On the other hand I was breeding I bred Natasha to my blue fox? male Clint and got longhaired black self boy Storm and the girls Miracle(black fox?) and Silver(blue self). Then she bred Fiona(agouti) to Sargent(black variegated) and had variegated and one Agouti self. She also bred Magic to Sargent and ended up with Aregentene and black(the blacks look a little brown). 
She bred Cheka to Mystery and got c-dilutes biege and chinchilla. So what happen here? I'm confused.


----------



## Cait

You're confused?! :lol: Reading that made my head hurt. It would be clearer if you cut out the names and just said: Mouse A x Mouse B = Mouse C (phenotypes).


----------



## RodentsNCats

I'm sorry it made your head hurt......but I need to know. Here's a picture of Mystery, Cheka, and their pups.


----------



## PPVallhunds

It will be easyer if you list the mice by colour as its hard to keep rereading the whole thing trying to pick out what colour the mice your talking about are. And put the praising you want to know about separately.

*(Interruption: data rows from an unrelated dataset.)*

PR #1606, opened 2018-05-10
Fixes #1605: remove macros ap-pipe and ap-compose

### LINKED ISSUE #1605: the arguments order of ap-compose is counter-intuitive
Of all the functional ([programming paradigm](https://en.wikipedia.org/wiki/Function_composition_(computer_science)) and/or [mathematics](https://en.wikipedia.org/wiki/Function_composition)) literatures and conventions (**_unscientific guesswork by myself_**, think textbooks teaching programming/lambda calculus, existing libraries), `compose` works from right to left.

Provided `compose` is the function composition operator, 
`((compose f  g) x)` should means `(f (g x))`

I understand that `ap-compose` is by no means a `compose` function (or a macro, for that matter) in the traditional functional programming sense as it takes forms not functions, but the name suggests otherwise, this is **counter-intuitive** at best and **error-prone** at worst to someone already familiar to functional programming (that is, 90% of hy's user base, okay, I am also guessing here, but you get the point).

Thus, I suggest, either

#### Option 1
Changing the name of the macro into `ap-pipe-fn`, not only the order is in line with `ap-pipe`, but also emphasize there is a function being created, the only true difference between the two.

#### Option 2
Reversing the order of the arguments, and name it `ap-compose-fn`.
In this case, we have `ap-pipe` but no `ap-compose`, and `ap-compose-fn` without the counterpart, `ap-pipe-fn`.  This feels incomplete and the choices are arbitrary, we should also add `ap-compose` and `ap-pipe-fn`.

I can make a PR if needed, albeit it is quite a small change.

pyx:
Anaphoric macros do not work well with point-free style programming, in
which case both threading macros and `comp` are more adequate.

### DIFF
--- a/NEWS.rst
+++ b/NEWS.rst
@@ -11,6 +11,9 @@ Removals
 * `&key` is no longer special in lambda lists. Use `&optional` instead.
 * Tuple unpacking is no longer built into special forms for function
   definition (`fn` etc.)
+* Macros `ap-pipe` and `ap-compose` have been removed.
+  Anaphoric macros do not work well with point-free style programming,
+  in which case both threading macros and `comp` are more adequate.
 
 Other Breaking Changes
 ------------------------------
--- a/docs/extra/anaphoric.rst
+++ b/docs/extra/anaphoric.rst
@@ -197,38 +197,6 @@ first element instead. This exposes the element being iterated as
    45
 
 
-.. _ap-pipe:
-
-ap-pipe
-=========
-
-Usage ``(ap-pipe value form1 form2 ...)``
-
-Applies several forms in series to a value from left to right. The special variable ``ìt`` in each form is replaced by the result of the previous form.
-
-.. code-block:: hy
-
-   => (ap-pipe 3 (+ it 1) (/ 5 it))
-   1.25
-   => (ap-pipe [4 5 6 7] (list (rest it)) (len it))
-   3
-
-
-.. _ap-compose:
-
-ap-compose
-=========
-
-Usage ``(ap-compose form1 form2 ...)``
-
-Returns a function which applies several forms in series from left to right. The special variable ``ìt`` in each form is replaced by the result of the previous form.
-
-.. code-block:: hy
-
-   => (setv op (ap-compose (+ it 1) (* it 3)))
-   => (op 2)
-   9
-
 .. _#%
 
 #%
--- a/hy/extra/anaphoric.hy
+++ b/hy/extra/anaphoric.hy
@@ -100,17 +100,6 @@
      acc))
 
 
-(defmacro ap-pipe [var &rest forms]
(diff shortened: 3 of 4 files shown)


pyx:
How can I do that in github?  I know how to squash commits in comman line, but..

Kodiologist:
Just make your changes at the command line and say `git push -f` to replace this PR with your local branch.

pyx:
Thanks, I am actually using mercurial as git client, I will try.

Kodiologist:
I've never used Mercurial before, but the feature you're looking for in Git terminology is a force push. So if you Google "How do I force-push in Mercurial?" or something, that might get your answer.

pyx:
I tried, it is in fact more complicated, since the sha1 hashing scheme is different, I combine the changes and HG's git bridge loses track of hashes.
No worries, I will clone with git and do the squash.

pyx:
Done, my git-fu is rusty...

kirbyfan64:
Note: I used to try to use Mercurial to manage my Git repos too (my very first PR to Hy was done through Mercurial). In the end, though, I just gave up: I felt like I was stuck with all of Mercurial's cons (e.g. slow clone speed, smaller community) with none of Git's advantages.

pyx:
Excuse me if I go off-topic a bit..

@kirbyfan64 I use Mercurial exclusively, that's how I keep my opensource projects in sync. on both github and bitbucket (hg repos.), it's been doing well.

I had to resort to do this commit with git due to the way Hg-Git (the extension) works,  it keeps an internal mapping of hashes between the two, once the ancestral path changed, they are not in sync anymore since both git and mercurial calculate the hash all the way up to root from current commit with different algorithm.

What you observed was true, cloning git repositories with hg is time consuming, for one, it has to recalculate all the hashes at least once. Also IIRC, cloning via http/https protocol (back then, the only way to clone a git repos with mercurial besides ssh/scp) was inefficient in git (even with git itself), something about extra round-trip, it is greatly improved now. And it's true that Mercurial is losing market share big time, at least in OOS circle, a huge factor is github.com, not because of something inferior.

I am a strong believer of "diversity is beneficial". I even wrote a blog post about why I keep using Mercurial, pointing out the advantages[1] against git.

Git could use a better interface, many commands do more than one thing, take `rebase` for example, it does rebasing, merging, history editing, commit squashing, etc. depends on the situation and how you invoke it.

I am not saying Mercurial is better than git, or the other way around, they are just different beneath the UI/terminology similarities[2].

I will try using Mercurial until I cannot. :smile: 

[1]: Mercurial comes with two powerful functional (yes, as in functional programming) query languages (revset and fileset) to search history, phase, changeset evolution, etc.
[2]: as further as even how they record everthing, e.g. git is snapshot based, mercurial is changeset delta based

One u say Sargent who is black vari, to magic who u say is black right? Produced argente, this is impossible as agouti is dominant to black so two blacks can't produce anything agouti based, so the one u call argente would likley be champain which is pink eyed choc. Also u say the blacks look brownish some or all may be choc.


----------



## PPVallhunds

Mistory can not be Argentine, as you say his parents are magic which u say is black right, and the sire is either dime a blue tan, or Nickel who u say is a black Fox right? So again none of those are agouti based so can't produce agouti. Mistory will likely be champain


----------



## PPVallhunds

Mystery more likely champain x Cheka black could be carrying c dilutes but from the pics those babies don't look c diluted they look blue, champain and dove to me which would be likely considering the colours u have.


----------



## RodentsNCats

Thanks I know that he is champagne now. :
I feel a little stupid now.


----------



## PPVallhunds

Don't worrie we all mix up colours when we're new and even when your not new with pet mice it can s to be hard to tell by looking


----------



## RodentsNCats

I know:/ it's seems it getting harder. But they are champagne and Dove., who would of ever thought.


----------



## PPVallhunds

I always think the more colours you mix together the more shades and possibilities you will get, so can make it harder to work out what they are.


----------



## RodentsNCats

I'm going to be getting my babies back and three of Reanna's mice in February. 
The three she's giving me is Dot a satin agouti variegated female, a longhaired chocolate female, and a champagne longhaired.
My babies are Storm(black longhair male), Silver(blue female), and Miracle(black fox female) 
So when I get them who should I breed to who?


----------



## RodentsNCats

I'm also not clear on her markings


----------



## moustress

Interesting looking mousie. I see yellowish lighter hairs among the dark gray or black hairs.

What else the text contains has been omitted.